IR(neat,cm -1)3437,2955,2932,2887,2858,2173,1716,1651,1471,1408,1394,1369,1323,1251,1147,1045,839,812,777,684.
1H-NMR(400MHz,CDCl 3,δ)0.10(s,6H),0.93(s,9H),1.48(s,9H),2.78(d,J=5.3Hz,1H),2.93(dd,J=3.8,17.5Hz,1H),3.02(dd,J=8.0,17.5Hz,1H),3.40(s,2H),4.83(ddd,J=3.8,5.3,8.0Hz,1H).
MS(m/z)253(M +-OC 4H 9,1),213(M +-C 4H 9-C 4H 8,16),195(M +-C 4H 9-C 4H 8-H 2O,10),153(8),151(11),109(31),85(24),75(38),57(100).
[α] 20 D-25.9(c1.01,CHCl 3
Embodiment 55
(3R, 5S)-the 7-(tertiary butyl) dimetylsilyl-3,5-dihydroxyl-6-heptynoic acid tert-butyl ester synthetic
Under the applying argon gas protection; with (5S)-7-(tert-butyl ester) dimetylsilyl-5-hydroxyl-3-oxygen-6-heptynoic acid tert-butyl ester (50mg; 0.15mmol) be dissolved in THF(1.2ml) and methyl alcohol (0.3ml) in; add after being cooled to-78 ℃ diethyl methoxy methyl borine (21 μ l, 1.1mmol), in the time of the stirring reaction mixed solution; take 10 minutes and put and be chilled to room temperature dissolving precipitate; be cooled to-78 ℃ once more, add sodium borohydride, stirred 3 hours.Put and be chilled to stirring at room after 3 hours, add acetate (0.5ml) successively, distilled water, saturated sodium bicarbonate aqueous solution is used extracted with diethyl ether, cleans organic layer with saturated aqueous common salt, merge organic layer with dried over mgso after, boil off solvent under the decompression.Add methyl alcohol (5ml) in the gained crude product, solubilizing agent boils off solvent 8 times to decompose remaining boron compound under the decompression.Use then silica gel column chromatography (hexane: ethyl acetate=6: 1) purify, colorless solid (3R, 5S)-the 7-(tertiary butyl) dimetylsilyl-3,5-dihydroxyl-6-heptynoic acid butyl ester (40mg, 82%).

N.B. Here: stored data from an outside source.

PR #3826, opened 2023-09-29
Some minor tweaks and implements suggestions

RickBrice:
Sorry - not sure if I'm doing this PR thing correctly. After the PR merge, my fork is out of sync with upstream. The sync feature said it was going to delete my commits, but I didn't want to lose them so I just created this RP.

### DIFF
--- a/src/ifcgeom/mapping/IfcCurveSegment.cpp
+++ b/src/ifcgeom/mapping/IfcCurveSegment.cpp
@@ -40,11 +40,11 @@ namespace
 	double integrate(double a, double b, unsigned n, std::function<double(double)> fn)
 	{
 		double area = 0;
-		double h = (b - a) / (n + 1);
-		for (auto i = 0; i < n; i++)
+		double h = (b - a) / n;
+		for (auto i = 1; i <= n; i++)
 		{
-			auto x1 = a + h * i;
-			auto x2 = a + h * (i + 1);
+			auto x1 = a + h * (i - 1);
+			auto x2 = a + h * i;
 			auto f1 = fn(x1);
 			auto f2 = fn(x2);
 			area += h * (f1 + f2) / 2.0;
--- a/src/ifcgeom/mapping/IfcCurveSegment.cpp
+++ b/src/ifcgeom/mapping/IfcCurveSegment.cpp
@@ -33,6 +33,8 @@ typedef boost::mpl::vector<
 #ifdef SCHEMA_HAS_IfcClothoid
 	, IfcSchema::IfcClothoid
 #endif
+	, IfcSchema::IfcPolyline
+	, IfcSchema::IfcCircle
 > curve_seg_types;
 
 class curve_segment_evaluator {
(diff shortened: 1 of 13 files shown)


RickBrice:
There seems to be something wrong with the clothoid geometry when computing points on the curve using numeric integration. I did a comparison of the points using the series approximation and the numeric integration and the points where significantly different, especially away from (0,0). I don't have a solution yet.

src/ifcgeom/mapping/IfcCurveSegment.cpp
```diff
@@ -249,48 +206,29 @@ class curve_segment_evaluator {
...
-				auto xl = R * cos(angle);
-				auto yl = R * sin(angle);
+				auto x = R * cos(angle);
+				auto y = R * sin(angle);
 
 				// transform point into circle's coodinate system
-				auto x = xl * cos(theta) - yl * sin(theta) + Cx;
-				auto y = xl * sin(theta) + yl * cos(theta) + Cy;
-				return Eigen::Vector3d(x, y, 0.0);
+				auto result = transformation_matrix * Eigen::Vector4d(x, y, 0.0, 1.0);
```
RickBrice, line 228: @aothms is there a better way to apply the transformation matrix? When I multiply matrix4 with vectorxd, the results are not correct

src/ifcgeom/mapping/IfcCurveSegment.cpp
```diff
@@ -376,11 +316,59 @@ class curve_segment_evaluator {
...
+				return vec;
+				};
+
+		}
+	}
+
+	void operator()(IfcSchema::IfcPolynomialCurve* p) {
+
+		if (segment_type_ == ST_HORIZONTAL) {
+			auto coeffX = p->CoefficientsX();
```
RickBrice, line 345: @aothms horizontal not finished yet since polynomial is not typically. For vertical, profile typically use a parabolic curve. I've been using IfcPolynomialCurve assumption Cy1*u^2 + Cy2*u + Cy3. However, the ifc specification is silent regarding how the coefficients should be applied. It could be Cy1 + Cy2*u + Cy3*u^2. I'm also assuming the polynomial curve is in a plane (2D curve). 

Any thoughts or suggestions?

src/ifcgeom/mapping/IfcCurveSegment.cpp
aothms: `Eigen::Vector3d(x, y, 0.0).homogeneous();` can be used instead of Vector4D. For example when you have a contiguous matrix of XYZ values, homogenous can be used to colwise add the 1 symbollically without making a copy (using Eigen::map)  of the underlying data. I can't find anything on VectorXd in the docs, other than that there would be a runtime check instead of a compile time check on size. I have no problem with temporarily casting to Vector4d. I assume the compiler will help us out here with optimizations.

src/ifcgeom/mapping/IfcCurveSegment.cpp
aothms: Maybe @peterrdf do you have time for this quick question?

civilx64: Based on [this thread](https://forums.buildingsmart.org/t/ifcpolynomialcurve-clarification/4716) in bSI forums it appears that it should be the latter interpretation of coefficient order.  Or at least that is what GeometryGym appears to be using.  I'd be happy to test the implementation against the data that exists for synthetic test cases from the IfcRail project.  I would just need a compiled version of the python extension as my C++ skills are generally in the range of `Hello, world!`.  Or perhaps I could implement github actions on my fork for compiling? @aothms any recommendations here?  I have VS 2022 Community for Win but much more comfortable in WSL2 Ubuntu.

peterrdf: On Tuesday (10th of October) we have a meeting with somebody also getting different values for Clothoid. Let me check this first, there could be very well an issue in the examples also, and then come back here with a clean explanation for calculating the points of a clothoid based on some of the theoretical examples as we have available on GitHub (https://github.com/bSI-RailwayRoom/IFC-Rail-Unit-Test-Reference-Code/tree/master/alignment_testset).

Also let me then try to make a basic example based on IfcClothoid itself (i.e. without trimming).

RickBrice: @civilx64 here are some instructions I put together for building with vs2022. https://github.com/RickBrice/PGSuperIfcExtensions/blob/BIM_for_Bridges_TPF/devdocs/Dependencies.md

aothms:
I'm going to merge this in, so that we don't create conflicts. And so that I can try and see what is needed to connect to this from python.

RickBrice:
@aothms Thanks - I've been away from this for a couple weeks. I'll be digging back in this weekend. Trying to get IfcGradientCurve working for horizontal + vertical alignments.

aothms:
@RickBrice @civilx64 

I've made some small changes throughout to be able to get evaluated points in the python wrapper https://github.com/IfcOpenShell/IfcOpenShell/commit/661c8bc50f0a7226531a954e896bbe2cd971690c

```
>>> import ifcopenshell, ifcopenshell.geom
>>> f = ifcopenshell.open('linear-placement-of-signal.ifc')
>>> ifcopenshell.geom.create_shape(ifcopenshell.geom.settings(), f.by_type('IfcCurveSegment')[0]).verts
(452270.188250964, 4539403.94736217, 0.0, 452270.57072091993, 4539404.2694129925, 0.0, 452270.9531908758 ...
>>> ifcopenshell.geom.create_shape(ifcopenshell.geom.settings(), f.by_type('IfcGradientCurve')[0]).verts
```

Model is [0], but you need to change the schema from IFC4X3_ADD2 to IFC4X3_ADD1 and all IFCLENGTHMEASURE to IFCNONNEGATIVELENGTHMEASURE.

[0] https://github.com/buildingSMART/IFC4.3.x-sample-models/blob/main/models/alignment-geometries-and-linear-positioning/linear-placement-of-signal/linear-placement-of-signal.ifc

I'll start a v0.8 build so that you can use it without compilation

civilx64:
Thanks! I was finally able to get the solution to compile per @RickBrice 's instructions above.  I'm running the `win` install batch file now and all seems to be working as expected.  Hopefully I'm close to being able to fish for myself on compiling but the v0.8.0 build artifacts will be very welcome in the meantime.

aothms:
The windows build succeeded, but looks like we have a couple of compilation issues on gcc/clang that I will address. https://github.com/IfcOpenBot/IfcOpenShell/commit/661c8bc50f0a7226531a954e896bbe2cd971690c#comments

PR #8014, opened 2026-04-27
Surface styles fixes and message warnings

falken10vdl:
Here are a  number of commits to fix some minor issues in the handlign of Surface Styles. Also some watning messages are added to help the user understand what combinations of modes are supported.

Cheers!


falken10vdl:
Details in https://community.osarch.org/discussion/3409/surface-styles-revisited/p2

PR #8030, opened 2026-04-30
Test modal pr

brunoperdigao:
I've drafted no headless tests for modal operators. However, I wasn't able to integrate with the current pytest setup, because I think pytest-blender doesn't recognize the flag `--enable-event-simulate`.
The current setup uses `MODULE` to run test groups. There are only two options: `make test-modal MODULE=snap` and `make test-modal MODULE=wall`.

IR(KBr disk,cm -1)3346,2955,2930,2858,2175,1726,1367,1311,1278,1253,1157,1091,1062,1006,837,825,810,777.
1H-NMR(400MHz,CDCl 3,δ)0.11(s,6H),0.93(s,9H),1.47(s,9H),1.82(ddd,J=3.2,4.8,14.1Hz,1H),1.96(ddd,J=8.2,9.5,14.1Hz,1H),2.45(d,J=6.2Hz,2H),2.91(d,J=3.4Hz,1H),3.51(brd,J=2.4Hz,1H),4.25(m,1H),4.67(ddd,J=3.4,4.8,8.2Hz,1H).
MS(m/z)237(M +-OC 4H 9-H 2O,trace),215(M +-C 4H 9-C 4H 8,16),197(M +-C 4H 9-C 4H 8-H 2O,8),145(22),111(17),109(16),101(46),75(69),57(100).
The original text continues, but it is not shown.